-- Task data --
--------------------

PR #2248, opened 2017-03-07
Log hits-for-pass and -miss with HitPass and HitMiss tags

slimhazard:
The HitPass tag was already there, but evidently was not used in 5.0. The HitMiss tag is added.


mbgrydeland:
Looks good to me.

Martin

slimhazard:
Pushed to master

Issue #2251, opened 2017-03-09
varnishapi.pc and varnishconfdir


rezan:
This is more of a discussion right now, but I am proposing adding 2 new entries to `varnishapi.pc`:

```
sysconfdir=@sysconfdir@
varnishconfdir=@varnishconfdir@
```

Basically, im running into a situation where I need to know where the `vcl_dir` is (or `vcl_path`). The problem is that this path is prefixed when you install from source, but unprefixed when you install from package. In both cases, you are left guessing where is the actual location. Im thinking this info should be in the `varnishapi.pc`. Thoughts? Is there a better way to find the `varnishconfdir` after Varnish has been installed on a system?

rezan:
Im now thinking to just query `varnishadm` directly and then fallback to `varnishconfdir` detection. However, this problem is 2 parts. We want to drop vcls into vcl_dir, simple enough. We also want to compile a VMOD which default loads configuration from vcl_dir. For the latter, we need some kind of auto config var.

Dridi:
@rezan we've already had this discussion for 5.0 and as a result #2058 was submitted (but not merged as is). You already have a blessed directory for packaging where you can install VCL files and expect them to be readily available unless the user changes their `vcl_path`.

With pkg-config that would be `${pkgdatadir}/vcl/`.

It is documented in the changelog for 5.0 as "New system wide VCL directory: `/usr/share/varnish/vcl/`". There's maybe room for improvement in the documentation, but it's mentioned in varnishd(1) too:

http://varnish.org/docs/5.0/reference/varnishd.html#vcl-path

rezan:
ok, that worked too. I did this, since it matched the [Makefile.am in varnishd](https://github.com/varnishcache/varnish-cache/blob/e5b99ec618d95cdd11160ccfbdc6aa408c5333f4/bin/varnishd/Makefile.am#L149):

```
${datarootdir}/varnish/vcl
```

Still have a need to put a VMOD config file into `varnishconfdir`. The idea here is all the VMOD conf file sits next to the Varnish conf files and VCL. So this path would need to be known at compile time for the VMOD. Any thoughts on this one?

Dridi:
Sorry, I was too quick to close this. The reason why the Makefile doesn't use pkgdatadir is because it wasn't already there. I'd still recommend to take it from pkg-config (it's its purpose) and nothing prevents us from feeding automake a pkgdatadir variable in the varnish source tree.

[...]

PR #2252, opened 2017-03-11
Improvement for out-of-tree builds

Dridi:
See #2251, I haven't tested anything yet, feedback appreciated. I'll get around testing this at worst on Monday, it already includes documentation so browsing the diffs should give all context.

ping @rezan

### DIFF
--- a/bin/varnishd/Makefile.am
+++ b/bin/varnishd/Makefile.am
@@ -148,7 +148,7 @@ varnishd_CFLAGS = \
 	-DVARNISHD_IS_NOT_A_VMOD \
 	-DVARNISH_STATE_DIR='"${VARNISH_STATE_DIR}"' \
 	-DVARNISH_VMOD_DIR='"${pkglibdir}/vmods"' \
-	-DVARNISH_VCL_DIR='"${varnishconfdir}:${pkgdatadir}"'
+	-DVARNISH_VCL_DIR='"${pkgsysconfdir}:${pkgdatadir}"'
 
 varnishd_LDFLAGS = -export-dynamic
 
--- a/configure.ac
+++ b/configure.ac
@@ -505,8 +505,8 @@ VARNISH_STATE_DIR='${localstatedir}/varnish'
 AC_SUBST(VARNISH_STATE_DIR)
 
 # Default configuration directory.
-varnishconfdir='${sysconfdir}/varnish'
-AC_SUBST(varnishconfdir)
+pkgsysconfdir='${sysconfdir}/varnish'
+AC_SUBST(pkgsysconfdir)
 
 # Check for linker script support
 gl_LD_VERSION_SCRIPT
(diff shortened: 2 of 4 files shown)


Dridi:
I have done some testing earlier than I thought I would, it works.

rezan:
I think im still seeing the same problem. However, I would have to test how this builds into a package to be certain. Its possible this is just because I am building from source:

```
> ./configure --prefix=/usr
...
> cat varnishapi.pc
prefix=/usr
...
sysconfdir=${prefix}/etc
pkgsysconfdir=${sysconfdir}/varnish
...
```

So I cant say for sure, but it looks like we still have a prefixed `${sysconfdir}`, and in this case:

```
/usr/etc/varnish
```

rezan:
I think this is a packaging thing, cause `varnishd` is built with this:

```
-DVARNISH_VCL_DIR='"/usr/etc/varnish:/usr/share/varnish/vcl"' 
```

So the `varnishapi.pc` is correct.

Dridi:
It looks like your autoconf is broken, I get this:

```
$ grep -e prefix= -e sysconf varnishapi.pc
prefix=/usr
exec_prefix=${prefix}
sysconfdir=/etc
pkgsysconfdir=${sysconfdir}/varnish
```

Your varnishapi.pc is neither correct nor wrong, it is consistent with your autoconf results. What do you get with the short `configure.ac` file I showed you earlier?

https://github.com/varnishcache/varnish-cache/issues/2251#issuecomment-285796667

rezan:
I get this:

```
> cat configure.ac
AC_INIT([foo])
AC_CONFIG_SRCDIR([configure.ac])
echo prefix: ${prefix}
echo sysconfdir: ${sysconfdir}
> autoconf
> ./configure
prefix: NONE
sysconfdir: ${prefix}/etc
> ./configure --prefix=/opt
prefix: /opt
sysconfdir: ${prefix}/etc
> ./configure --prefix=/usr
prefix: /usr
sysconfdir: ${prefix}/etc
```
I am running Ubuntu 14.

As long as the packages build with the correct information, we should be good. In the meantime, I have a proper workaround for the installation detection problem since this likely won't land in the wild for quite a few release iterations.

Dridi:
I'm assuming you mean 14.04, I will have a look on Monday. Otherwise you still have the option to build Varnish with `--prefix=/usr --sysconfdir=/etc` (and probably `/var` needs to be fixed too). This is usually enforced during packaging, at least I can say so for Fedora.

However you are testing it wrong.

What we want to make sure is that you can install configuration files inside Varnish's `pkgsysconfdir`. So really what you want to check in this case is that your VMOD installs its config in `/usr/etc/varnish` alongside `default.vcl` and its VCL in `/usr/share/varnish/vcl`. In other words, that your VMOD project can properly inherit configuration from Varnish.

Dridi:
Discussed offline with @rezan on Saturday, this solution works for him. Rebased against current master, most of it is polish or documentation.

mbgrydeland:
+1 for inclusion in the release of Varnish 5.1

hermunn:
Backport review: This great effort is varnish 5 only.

--------------------

-- Task description --
Search the records above for "would" and copy every line that has it.

-- Response to this exercise --
With pkg-config that would be `${pkgdatadir}/vcl/`.
Still have a need to put a VMOD config file into `varnishconfdir`. The idea here is all the VMOD conf file sits next to the Varnish conf files and VCL. So this path would need to be known at compile time for the VMOD. Any thoughts on this one?
I have done some testing earlier than I thought I would, it works.
I think im still seeing the same problem. However, I would have to test how this builds into a package to be certain. Its possible this is just because I am building from source:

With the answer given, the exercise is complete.